A buxom maiden being carried to bed in her lover’s arms, a shirtless, bronze man riding bareback, rushing to save the helpless heroin. And Barbara, a late middle-aged woman who’d fucked but thrice in her barren life, who had kissed but one man and had never loved fully, as she’d carried on in search of that perfect, romantic, Harlequin love.

She wanted to tell Krystin that she was not dirty, that the novels were all she had, that there was no shame in reading them, that she was a grown woman. And moments before she might have believed just that. But it was too late. Looking into her graddaughter’s incredulous blue eyes, she knew she was everything Emily believed her to be, everything Emily’s mother before her had believed Barbara to be: a detached woman, a boring woman, a woman afraid to take a chance or stand up and fight or defend. She was nothing. She had nothing. She said nothing.

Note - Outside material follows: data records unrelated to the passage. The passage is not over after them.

PR #1236, opened 2025-09-24
fix: show missing status for people in mobile view

kr-sushil:
### Description:

The People mobile view doesn't show the status text. Previously, a status icon was displayed, but since those have been removed, the corresponding text should now be shown.

Part of #911 

### Before / After:

 <table>
 <tr><th>Before</th><th>After</th></tr>
 <tr>
 <td> 
Screenshot 2025-09-24 at 10 18 46 AM
 </td>
 <td>
Screenshot 2025-09-24 at 10 16 13 AM
 </td>
 </tr>
 </table>

For reference: status text shown in desktop view
 <table>
 <tr>
 <td> 
Screenshot 2025-09-24 at 10 29 23 AM
 </td>
 </tr>
 </table>

### Test Suite / Related tests:
 <table>
 <tr>
 <td> 
Screenshot 2025-09-24 at 10 21 26 AM
 </td>
 </tr>
 </table>

> [!Note]
> AI Disclosure: No AI was used to generate any of this code.
>Self-review: All changes are intuitive, so no additional comments are needed.

PR #1253, opened 2025-09-25
fix: status label styling in tables view

kr-sushil:
### Description:

Update status text styling from multiple colour to black/white colour (based on theme) in  table views. This is based on discussion in this [thread](https://github.com/antiwork/flexile/pull/1236#issuecomment-3327716044).

PR covers:
- Updates table (Admin view)
- Documents table
- Billing table

Part of #911 

### Before / After:

- Added in self review coments

> [!Note]
> AI Disclosure: No AI was used to generate any of this code.


laugardie:
@slavingia _a looks good to me! I still think badges would help, but this works for me.

PR #1260, opened 2025-09-25
fix billing spec

kanhayaKy:
Part of #1132 

AI Disclosure:
No AI used

Description:
The stripecustomerId should be passed as null for tests when creating company, otherwise the company factory creates a random id 

Failing test : e2e/tests/settings/administrator/billing.spec.ts
Failing CI Run : https://github.com/antiwork/flexile/actions/runs/18017207360/job/51265139296

E2E
image


ershad:
We can assume that customer (`cus_M2QFeoOFttyzTx`) exists on Stripe when we run tests from CI. But even then, it doesn't explain why the test is **flaky** and how adding `stripeCustomerId: null` when creating company in e2e tests could concretely fix the issue in `billing.spec.ts`.

Closing the PR for now, but please feel free to reopen / send another PR if you have more info.

PR #1261, opened 2025-09-25
payment spec fix due to playwright strict mode violation

VarunArora14:
## Problem
The "shows 'Pay again' button for failed payments" test was failing with a Playwright strict mode violation(default setting):

image

This occurred because there were multiple `<tbody>` elements on the page, and Playwright's strict mode requires locators to resolve to exactly one element.

Allowing first occurence to be visible is consistently passing the test.

image

fixes https://github.com/antiwork/flexile/issues/1132

AI Disclosure:
No AI tools used


VarunArora14:
@kanhayaKy probably yes, felt similar for using first() method. I think PRs resolving single tbody might be able to fix this better. Closing this for now.

PR #1256, opened 2025-09-25
fix: correct user compliance info assertions in tax settings tests

VarunArora14:
## Problem
The test "allows confirming tax information" was failing because it had incorrect assertions about which compliance info records should be active vs deleted.

When a user updates their tax information the system then - 
1. Creates a new `userComplianceInfo` record with updated data
2. Marks the old record as deleted (`deletedAt` is set)
3. Orders results by `createdAt DESC` (newest first)

Screenshot 2025-09-26 012549

The test was incorrectly expecting:
- `userComplianceInfos[0]` (newest) to be deleted 
- `userComplianceInfos[1]` (oldest) to be active 

### Fix

Corrected the assertions to properly expect:
- `userComplianceInfos[0]` (newest) to be active (`deletedAt = null`) 
- `userComplianceInfos[0]` to have `taxInformationConfirmedAt` set 
- `userComplianceInfos[1]` (oldest) to be deleted (`deletedAt != null`)

## Changes
- Fixed test assertions in `e2e/tests/settings/tax.spec.ts`
- No functional code changes, only test corrections

Result Screenshot - 

image

Ref https://github.com/antiwork/flexile/issues/1132

AI Disclosure:
No AI was used

PR #1266, opened 2025-09-25
Fix(flaky test): tax spec was failing because createdAt timestamp inconsistency

romitg2:
ref #1132 

### What PR Does?
 resolve timestamp inconsistency in tax compliance test by using consistent JavaScript dates

  ## Problem
- The test was flaky due to timestamp inconsistencies between different record creation methods
- i logged the complianceInfo and saw that `createdAt` has different dates (which supposed to be few miliseconds of difference)
Screenshot 2025-09-26 at 4 10 17 AM

### Solution:
 Made factory timestamps consistent**: Updated `userComplianceInfosFactory.create()` to explicitly use `createdAt: new Date()` instead of relying on database `defaultNow()`

### AI Disclosure:
- used claude-4 for brainstorming

### DIFF
--- a/e2e/factories/userComplianceInfos.ts
+++ b/e2e/factories/userComplianceInfos.ts
@@ -30,6 +30,7 @@ export const userComplianceInfosFactory = {
       .values({
         userId: user.id,
         taxId: "000-00-0000",
+        createdAt: new Date(),
         ...nonTaxComplianceAttributeDefaultValues,
         ...overrides,
       })
--- a/e2e/tests/settings/tax.spec.ts
+++ b/e2e/tests/settings/tax.spec.ts
@@ -164,10 +164,10 @@ test.describe("Tax settings", () => {
 
       expect(updatedUser.userComplianceInfos).toHaveLength(2);
 
-      expect(updatedUser.userComplianceInfos[0]?.deletedAt).not.toBeNull();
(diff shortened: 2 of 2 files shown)


VarunArora14:
The test is not flaky and seems to be failing consistently. Refer here for explanation - https://github.com/antiwork/flexile/pull/1256#issuecomment-3341152494

I have created a PR before solving this issue as a heads up - https://github.com/antiwork/flexile/pull/1256

cc @slavingia

ershad:
> i logged the complianceInfo and saw that createdAt has different dates (which supposed to be few seconds of difference)
> Updated userComplianceInfosFactory.create() to explicitly use createdAt: new Date() instead of relying on database defaultNow()

Do we know how `defaultNow()` can result in different dates?

romitg2:
> I see. `5:30` difference is surprising, but how can two sequential `defaultNow()` call can lead to it? Are we we able to reproduce this difference consistently / frequently?

no idea why this is happening. consistently happens

ershad:
I see. It is also unlikely to be the cause for flakiness in CI because system timezone is UTC. I will close this PR in favor of #1256, but please feel free to reopen / send new PR if you find any new info.

slavingia:
We cannot merge code unless we understand why things are happening in the first place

Emily rose from the bed after a moment, letting The Sheik’s Baby fall to the ground like the trash that it was.

“That’s disgusting,” she said, meeting Barbara’s eyes as she exited the room, bound for better things than novels read in one undisturbed evening, leaving but longing in their wake, better things than fear of more than a pinch of spice.

That night Barbara threw out her collection of romance novels. She’d been harboring it for years. She threw it out because she knew it was wrong, disgusting, perverted. But after she threw it out, she had less than nothing. She hadn’t even the unfulfilled promise of something better.